Old Fashion Waffles
- CKD non-dialysis
half of a 7” waffle
- 1-3/4 cups 2% milk
- 8 tablespoons unsalted butter, cut into 8 pieces
- 2 cups all-purpose flour
- 1 tablespoon granulated sugar
- 1 teaspoon salt
- 1-1/2 teaspoons baker’s yeast
- 2 large eggs
- 1 teaspoon pure almond extract
- Heat milk and butter in small saucepan over medium-low heat until butter is melted, 3 to 5 minutes. Cool milk/butter mixture until warm to the touch.
Meanwhile, whisk flour, sugar, salt and yeast in a large bowl to combine.
- Gradually whisk warm milk/butter mixture into flour mixture; continue to whisk until batter is smooth.
- In a small bowl, whisk eggs and vanilla until combined, then add egg mixture to batter and whisk until incorporated.
- Scrape down sides of the bowl with a rubber spatula, cover with plastic wrap and refrigerate at least 12 hours and up to 24 hours.
- When ready to make waffles, heat oven to 200° F to keep waffles warm after cooking. Heat the waffle iron.
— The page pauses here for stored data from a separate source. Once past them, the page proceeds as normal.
PR #279, opened 2017-11-28
Add macOS CPU-only build instructions

jamwaffles:
The process is pretty simple, but it's worth noting down for future
visitors to the project. I tested it on a 2017 Macbook Pro. I didn't
include OpenCL/AMD instructions as I have no way of testing them.
Whoever wants to start mining on a new iMac Pro can add those instead ;)


jamwaffles:
Never mind! Rebasing on `dev` showed there are already better docs for macOS systems.

PR #305, opened 2017-11-30
allow to diable UAC dialog

psychocrypt:
- remove CMake option `WIN_UAC`
- spawn UAC dialog via restarting xmr-miner with administrator right
- allow to disable UAC with `--noUAC`
- update documentation
- remove usage section with help message (output depends on OS)

### DIFF
--- a/.appveyor.yml
+++ b/.appveyor.yml
@@ -22,7 +22,7 @@ build_script:
   - mkdir build
   - cd build
   - set CMAKE_PREFIX_PATH=C:\xmr-stak-dep\hwloc;C:\xmr-stak-dep\libmicrohttpd;C:\xmr-stak-dep\openssl;
-  - cmake -G "Visual Studio 14 2015 Win64" -T v140,host=x64 .. -DWIN_UAC=OFF -DCUDA_ARCH=30
+  - cmake -G "Visual Studio 14 2015 Win64" -T v140,host=x64 .. -DCUDA_ARCH=30
   - cmake --build . --config Release --target install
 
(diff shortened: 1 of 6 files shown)


fireice-uk:
I should get some time to test it this Sunday.

fireice-uk:
@psychocrypt This PR spawns infinite processes when launched on Win 7 with a double-click

psychocrypt:
Arrggs I have currently no windows7. I think the option --noUAC is not
detected after the start of the process with high privilegs.
Could you debug it? Else I will do is in the next two days.

fireice-uk:
Way too busy today. I just managed to test this and #313 , I will merge that one when this is fixed (my Nvidia system runs on Win7 while AMD on Linux).

psychocrypt:
@fireice-uk I checked this code on two independent windows 7 systems and can not reproduce your infinite loop. Could you please test it with a clean code version again. 

[This](https://github.com/fireice-uk/xmr-stak/pull/305/files#diff-6c13e8fdffaf680d2e2876486b6124abR286) line should avoid that the miner starts in an infinite loop. If you still get this error could you please print `argv` in the first line of the main.

psychocrypt:
ready to merge

Simon0Harms:
> On Windows 10 it is only needed once to set up the account to use them.

Can you explain this?

fireice-uk:
On Windows the user needs to have a special permission to use large pages. The miner will auto-magically do that if the user hasn't got them, but it needs to be ran as administrator.

PR #313, opened 2017-12-01
option to controll gpu synchronization

psychocrypt:
- add option `sync_mode`
- update auto suggestion and jconf

Setting `sync_mode` to `2` can increase the gpu hash rate by up to `4%` but will create some load on one thread per gpu. The default will be the same then before.


fireice-uk:
Just noting here that in my tests all options except the default decreased performace

PR #315, opened 2017-12-01
add AMD scratchpad indexing option

psychocrypt:
Allow to change the indexing used to address the hash scratchpad memory.

- add option `strided_index` for each gpu

I changed the indexing in the old amd version https://github.com/fireice-uk/xmr-stak-amd/pull/35. Some users reported a hash rate decrease. This option will give the user the opportunity to tune the indexing depending of the hardware. ~~The default is equal to the current dev.~~ 
The default option will be `true` which gives a few hashes more on newer hardware. I changes it in the past based on my results of a HD7870.

- [x] tested on NVIDIA gpu's with OpenCL
- [x] tested and benchmarked from the [reddit community]((https://www.reddit.com/r/MoneroMining/comments/7gygtb/amd_xmrstak_help_wanted/?ref=share&ref_source=link) - thx @all tester for the feedback

### DIFF
--- a/doc/tuning.md
+++ b/doc/tuning.md
@@ -8,6 +8,7 @@
   * [Choose `intensity` and `worksize`](#choose-intensity-and-worksize)
   * [Add more GPUs](#add-more-gpus)
   * [Increase Memory Pool](#increase-memory-pool)
+  * [Scratchpad Indexing](#scratchpad-indexing)
 
 ## NVIDIA Backend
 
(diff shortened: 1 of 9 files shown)


psychocrypt:
@anhphan Could you please test if the new option has a positive effect for vega gpus. You need to create a new auto suggested `amd.txt` to get the new option passed into the config.

psychocrypt:
I forced push a fix for wrong index calculation.

psychocrypt:
Based on the community feedback I set `strided_index` to `true` as default.

fireice-uk:
Great. Merging together with #332 for combined testing.

1RedOne:
This option is listed on the Readme, but it doesn't go into depth as to why or when someone would want to tweak this setting.  Could a blurb be added to that affect?  We see lots of forum threads due to vagueness here.

PR #345, opened 2017-12-04
[docs] Explicitly linked to an implied location

TimothyShimmin:
I expect that link is something that would be easily lost if another item is added.


fireice-uk:
Thanks!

- Remove batter from refrigerator when waffle iron is ready (batter will be foamy and doubled in size). Whisk batter to recombine (batter will deflate).
- Use 1/2-cup batter for 7” waffle iron or 1-cup batter for 9” waffle iron.
- Serve immediately or crisp and keep warm in the oven.
Nutrients per serving
- Calories 263
- Protein 7 g
- Carbohydrates 25 g
- Fat 15 g
- Cholesterol 89 mg
- Sodium 308 mg
- Potassium 151 mg
- Phosphorus 113 mg
- Calcium 73 mg
- Fiber 0.9 g
Renal and renal diabetic food choices
- 1-1/2 starch
- 1/2 milk
- 2 fat
- Make batter the day before use.
- This recipe has not been tested with nondairy creamer or other milk substitutes.
- For flavor variety use pure vanilla extract or orange extract in place of almond extract.
- Top with fresh berries or a bit of powdered sugar if desired.
- Most waffle mixes or frozen waffles contain over 400 mg sodium and over 180 mg phosphorus for a serving comparable to this recipe. Replacing baking powder with baker’s yeast makes a difference.